PROBLEM DETAILS.
The output should be every line below that includes the word "logBackupName".

***

PR #1069, opened 2021-08-19
Add get/put/rm to storage tools

usernamedt:
### ``get``
Download the specified storage object. It has 3 different download modes:

1. `raw` (default) - download the remote object as it is (no decryption/decompression)
2. `decrypt` - download and decrypt the remote object
3. `decompress` - download, decrypt and decompress the remote object

To specify the download mode, add the `-m [mode]` flag.

``wal-g st get path/to/remote_file path/to/local_file`` download the file from storage.

``wal-g st get path/to/remote_file path/to/local_file -m decrypt`` download and decrypt the file from storage.

### ``rm``
Remove the specified storage object.

``wal-g st rm path/to/remote_file`` remove the file from storage.

### ``put``
Upload the specified file to the storage. 

``wal-g st put path/to/local_file path/to/remote_file`` upload the local file to storage.

### DIFF
--- a/cmd/st/get_object.go
+++ b/cmd/st/get_object.go
@@ -1,8 +1,6 @@
 package st
 
 import (
-	"fmt"
-
 	"github.com/spf13/cobra"
 	"github.com/wal-g/tracelog"
 	"github.com/wal-g/wal-g/internal"
@@ -12,8 +10,8 @@ import (
 const (
 	getObjectShortDescription = "Download the specified storage object"
 
-	downloadModeFlag      = "mode"
-	downloadModeShorthand = "m"
+	noDecryptFlag    = "no-decrypt"
+	noDecompressFlag = "no-decompress"
 )
 
 // getObjectCmd represents the getObject command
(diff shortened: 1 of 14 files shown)


cmd/st/get_object.go
```diff
@@ -0,0 +1,57 @@
...
+		tracelog.ErrorLogger.FatalOnError(err)
+
+		storagetools.HandleGetObject(objectPath, dstPath, folder, mode)
+	},
+}
+
+var downloadModeRaw string
+
+func ParseDownloadMode(mode string) (storagetools.DownloadMode, error) {
+	switch mode {
```
mialinx, line 41: What about  decrypt AND decompress ? It's the main case , afaik.

internal/storagetools/delete_object_handler.go
```diff
@@ -0,0 +1,17 @@
...
+)
+
+func HandleDeleteObject(objectPath string, folder storage.Folder) {
+	// some storages may not produce an error on deleting the non-existing object
+	exists, err := folder.Exists(objectPath)
+	tracelog.ErrorLogger.FatalfOnError("Failed to check object existence: %v", err)
+	if !exists {
+		tracelog.ErrorLogger.Fatalf("Object %s does not exist", objectPath)
+	}
+	err = folder.DeleteObjects([]string{objectPath})
```
mialinx, line 15: Does every storage engine support compex object paths like `a/b/c/d.zip` ? 
Don't we need to traverse folder down to with SubFolder().SubFolder() before accessing object ?

internal/storagetools/get_object_handler.go
```diff
@@ -0,0 +1,105 @@
...
+	DownloadDecompress DownloadMode = "decompress"
+	DownloadDecrypt    DownloadMode = "decrypt"
+)
+
+func HandleGetObject(objectPath, dstPath string, folder storage.Folder, mode DownloadMode) {
+	fileName := path.Base(objectPath)
+	targetPath, err := getTargetFilePath(dstPath, fileName)
+	tracelog.ErrorLogger.FatalfOnError("Failed to determine the destination path: %v", err)
+
+	dstFile, err := os.OpenFile(targetPath, os.O_RDWR|os.O_CREATE|os.O_TRUNC|os.O_EXCL, 0666)
```
mialinx, line 29: 0640 is more safe mask.    backup files may contain sensetive data.

internal/storagetools/put_object_handler.go
```diff
@@ -0,0 +1,51 @@
...
+	"path/filepath"
+
+	"github.com/wal-g/wal-g/utility"
+
+	"github.com/wal-g/tracelog"
+	"github.com/wal-g/wal-g/internal"
+	"github.com/wal-g/wal-g/internal/ioextensions"
+)
+
+func HandlePutObject(localPath, dstPath string, uploader *internal.Uploader, overwrite bool) {
```
mialinx, line 15: do we need compression and encryption here ?

mialinx (changes requested):

cmd/st/get_object.go
usernamedt: We can't decompress without the decryption so I choose to name it simply "decompress".

internal/storagetools/delete_object_handler.go
usernamedt: S3 should support this. As for other storages, I think that this logic needs to be implemented in the corresponding storage implementation. I propose to leave it like this here.

internal/storagetools/put_object_handler.go
usernamedt: Initially, I thought that we can control it via the config settings. But I agree that it would be more flexible to add the `--no-compress` and `--no-encrypt `flags here.

cmd/st/get_object.go
usernamedt: Done in 947351b

internal/storagetools/get_object_handler.go
usernamedt: Fixed in 947351b

internal/storagetools/put_object_handler.go
usernamedt: I implemented the `--no-compres` and `--no-encrypt` flags in 02ad732

mialinx (approved):

PR #1073, opened 2021-08-23
Update Copy composer benchmark

slesarev-hub:
### Database name
Postgres

# Pull request description

This is pr with Copy composer benchmark in case when database is updated between pushes.

Related links:
#1012


usernamedt (approved):
👍

PR #1075, opened 2021-08-23
Getting backup finish date from backup file.

trootnev:
Validating if stopat position falls into current log restore operation interval

### Database name
SQLSERVER
# Pull request description
Additional check per every log restore operation to make sure that stopat position is not left behind in the previous log or database backup. 
### Describe what this PR fix
This happens if we are trying to restore database to a point right after the full backup. Chances are that stopat position is in the full backup and when we are trying to apply the very first log backup we get and error that database is already rolled forward further that the stopat point.
// it can really help

<p>
```bash
any logs here
```
</p>
</details>

### DIFF
--- a/internal/databases/sqlserver/log_restore_handler.go
+++ b/internal/databases/sqlserver/log_restore_handler.go
@@ -56,24 +56,20 @@ func HandleLogRestore(backupName string, untilTS string, dbnames []string, fromn
 	err = runParallel(func(i int) error {
 		dbname := dbnames[i]
 		fromname := fromnames[i]
-		baseURL := getDatabaseBackupURL(backupName, fromname)
-		basePath := getDatabaseBackupPath(backupName, fromname)
-		blobs, err := listBackupBlobs(folder.GetSubFolder(basePath))
 		if err != nil {
 			return err
 		}
-		urls := buildRestoreUrls(baseURL, blobs)
-		backupMetadata, err := ListBackupProperties(db, urls, baseURL)
+		backupMetadata, err := GetBackupProperties(db, folder, false, backupName, fromname)
 		if err != nil {
 			return err
 		}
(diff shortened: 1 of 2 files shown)


internal/databases/sqlserver/log_restore_handler.go
```diff
@@ -56,6 +56,24 @@ func HandleLogRestore(backupName string, untilTS string, dbnames []string, fromn
...
+		if err != nil {
+			return err
+		}
+		var dbBackupMetadata *BackupProperties
+		for _, dbBackupMetadata = range backupMetadata {
+			if dbBackupMetadata.DatabaseName == fromname {
+				break
+			}
+		}
+		prevBackupFinishdate := dbBackupMetadata.BackupFinishDate
```
mialinx, line 76: May it have sense to create helpers like `getDatabaseBackupProperties(backupName, dbName)` & `getLogBackupProperties(logBackupName, dbName)` ? 

BTW, term metadata is already used in wal-g.. it may be confusing. or not )

internal/databases/sqlserver/log_restore_handler.go
```diff
@@ -68,13 +86,21 @@ func HandleLogRestore(backupName string, untilTS string, dbnames []string, fromn
 					logBackupName, fromname)
 				continue
 			}
-			isLastOne, err := restoreSingleLog(ctx, db, folder, logBackupName, dbname, fromname, stopAt)
+			isLastOne, CurrentBackupFinishdate, err := restoreSingleLog(ctx,
```
mialinx, line 89: `isLastOne` return argument is no longer needed as it computed using `backupFinishDate`.
We can return just `backupFinishDate`

mialinx (changes requested):

mialinx (approved):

***

ANSWER TO THIS TASK.
mialinx, line 76: May it have sense to create helpers like `getDatabaseBackupProperties(backupName, dbName)` & `getLogBackupProperties(logBackupName, dbName)` ? 
 					logBackupName, fromname)
-			isLastOne, err := restoreSingleLog(ctx, db, folder, logBackupName, dbname, fromname, stopAt)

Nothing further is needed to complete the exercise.